*EXERCISE PROMPT:*
Using the listing that follows, return every line with the word "xwatkins".

Start of AVAILABLE DATA

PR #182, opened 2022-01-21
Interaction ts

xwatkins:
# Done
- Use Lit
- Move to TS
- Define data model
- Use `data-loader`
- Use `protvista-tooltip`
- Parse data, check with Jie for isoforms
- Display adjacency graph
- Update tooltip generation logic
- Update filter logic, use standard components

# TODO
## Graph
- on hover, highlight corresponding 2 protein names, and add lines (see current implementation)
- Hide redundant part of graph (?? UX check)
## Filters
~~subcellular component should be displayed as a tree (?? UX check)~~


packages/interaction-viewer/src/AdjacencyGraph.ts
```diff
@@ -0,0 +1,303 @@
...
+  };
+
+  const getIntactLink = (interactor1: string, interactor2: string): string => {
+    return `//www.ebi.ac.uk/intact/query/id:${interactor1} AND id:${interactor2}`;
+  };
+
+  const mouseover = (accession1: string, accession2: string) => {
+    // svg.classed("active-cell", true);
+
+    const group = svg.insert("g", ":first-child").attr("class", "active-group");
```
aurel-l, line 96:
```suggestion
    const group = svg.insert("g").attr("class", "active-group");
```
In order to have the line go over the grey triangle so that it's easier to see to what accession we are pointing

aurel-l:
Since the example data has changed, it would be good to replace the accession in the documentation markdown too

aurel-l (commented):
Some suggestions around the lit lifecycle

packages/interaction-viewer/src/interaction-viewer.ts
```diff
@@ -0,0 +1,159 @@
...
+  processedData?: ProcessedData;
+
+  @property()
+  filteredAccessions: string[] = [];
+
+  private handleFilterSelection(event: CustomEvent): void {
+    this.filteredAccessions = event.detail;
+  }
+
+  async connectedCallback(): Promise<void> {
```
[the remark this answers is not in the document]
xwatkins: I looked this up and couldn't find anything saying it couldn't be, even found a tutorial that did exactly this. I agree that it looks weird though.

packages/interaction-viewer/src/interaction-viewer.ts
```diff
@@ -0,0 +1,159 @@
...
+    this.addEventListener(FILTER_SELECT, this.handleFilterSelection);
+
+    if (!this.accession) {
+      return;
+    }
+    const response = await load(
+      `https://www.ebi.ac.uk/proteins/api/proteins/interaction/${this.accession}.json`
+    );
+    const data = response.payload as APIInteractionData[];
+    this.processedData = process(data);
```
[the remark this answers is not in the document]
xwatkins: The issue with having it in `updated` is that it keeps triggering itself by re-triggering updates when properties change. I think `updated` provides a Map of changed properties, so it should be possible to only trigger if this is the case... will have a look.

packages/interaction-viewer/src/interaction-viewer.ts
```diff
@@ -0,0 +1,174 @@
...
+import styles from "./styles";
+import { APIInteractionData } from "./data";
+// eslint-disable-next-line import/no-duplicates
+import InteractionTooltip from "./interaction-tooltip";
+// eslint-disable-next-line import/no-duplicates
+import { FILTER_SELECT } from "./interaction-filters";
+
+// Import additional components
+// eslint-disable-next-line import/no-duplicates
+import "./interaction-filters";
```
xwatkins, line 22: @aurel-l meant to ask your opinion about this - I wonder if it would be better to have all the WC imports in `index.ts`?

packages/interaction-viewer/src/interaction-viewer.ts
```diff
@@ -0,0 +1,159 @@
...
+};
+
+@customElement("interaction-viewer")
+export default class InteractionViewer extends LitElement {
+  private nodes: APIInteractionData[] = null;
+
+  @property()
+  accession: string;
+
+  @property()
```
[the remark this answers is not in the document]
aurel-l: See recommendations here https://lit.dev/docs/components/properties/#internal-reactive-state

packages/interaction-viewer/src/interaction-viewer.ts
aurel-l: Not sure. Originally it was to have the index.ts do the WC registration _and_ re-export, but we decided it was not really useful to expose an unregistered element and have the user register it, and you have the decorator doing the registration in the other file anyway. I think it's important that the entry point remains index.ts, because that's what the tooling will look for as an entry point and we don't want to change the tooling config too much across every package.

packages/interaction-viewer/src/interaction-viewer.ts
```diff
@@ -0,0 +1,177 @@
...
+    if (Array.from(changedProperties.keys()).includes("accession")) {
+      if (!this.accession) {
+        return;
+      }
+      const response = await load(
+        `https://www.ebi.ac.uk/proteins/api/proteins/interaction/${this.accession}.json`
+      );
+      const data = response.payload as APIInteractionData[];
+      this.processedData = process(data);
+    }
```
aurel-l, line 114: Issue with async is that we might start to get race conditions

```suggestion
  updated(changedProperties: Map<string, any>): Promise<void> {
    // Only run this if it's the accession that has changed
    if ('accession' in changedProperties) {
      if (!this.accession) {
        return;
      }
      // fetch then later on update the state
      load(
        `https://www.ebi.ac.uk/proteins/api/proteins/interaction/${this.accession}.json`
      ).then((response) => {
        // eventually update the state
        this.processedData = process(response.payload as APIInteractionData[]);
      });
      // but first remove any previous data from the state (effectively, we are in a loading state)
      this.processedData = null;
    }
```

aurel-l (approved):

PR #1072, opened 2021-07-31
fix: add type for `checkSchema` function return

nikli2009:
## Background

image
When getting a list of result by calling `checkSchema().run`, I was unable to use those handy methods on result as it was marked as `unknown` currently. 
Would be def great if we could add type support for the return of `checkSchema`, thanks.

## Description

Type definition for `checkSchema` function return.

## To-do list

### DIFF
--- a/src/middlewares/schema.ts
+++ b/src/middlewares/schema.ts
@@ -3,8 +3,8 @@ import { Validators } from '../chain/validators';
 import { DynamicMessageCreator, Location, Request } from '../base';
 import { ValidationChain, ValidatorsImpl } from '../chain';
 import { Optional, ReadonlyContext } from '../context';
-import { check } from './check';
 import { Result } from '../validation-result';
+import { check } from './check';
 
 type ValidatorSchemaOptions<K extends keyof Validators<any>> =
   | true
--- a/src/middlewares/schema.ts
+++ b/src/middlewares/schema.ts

End of AVAILABLE DATA

*TASK ANSWER:*
xwatkins:
xwatkins: I looked this up and couldn't find anything saying it couldn't be, even found a tutorial that did exactly this. I agree that it looks weird though.
xwatkins: The issue with having it in `updated` is that it keeps triggering itself by re-triggering updates when properties change. I think `updated` provides a Map of changed properties, so it should be possible to only trigger if this is the case... will have a look.
xwatkins, line 22: @aurel-l meant to ask your opinion about this - I wonder if it would be better to have all the WC imports in `index.ts`?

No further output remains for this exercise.